◆ Task directions
Report, as a bare number, how many lines of the entries below contain "when".

Records contained in a dataset
PR #462, opened 2025-07-31
Set bls_lagrange rand dependency to workspace.

### LINKED ISSUE #461: Recommend using workspace rand version in bls_lagrange
The bls_lagrange crate uses rand 0.8.5 when the workspace specifies 0.9.
A bit more fiddly when trying to pass in an RNG from another crate that also uses other workspace crates.

https://github.com/sigp/anchor/blob/dac9efc4bf1505770025af10317a9e654bd8c6b3/anchor/common/bls_lagrange/Cargo.toml#L17

gnattishness:
Update to rand@0.9 and replace deprecated names.

## Issue Addressed

Fixes #461 

## Proposed Changes

Use rand 0.9 and set to workspace version.

## Additional Info

Its a very small change, understandable if you don't want to accept it :)

### DIFF
--- a/Cargo.lock
+++ b/Cargo.lock
@@ -1559,7 +1559,7 @@ dependencies = [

◆ Task solution
2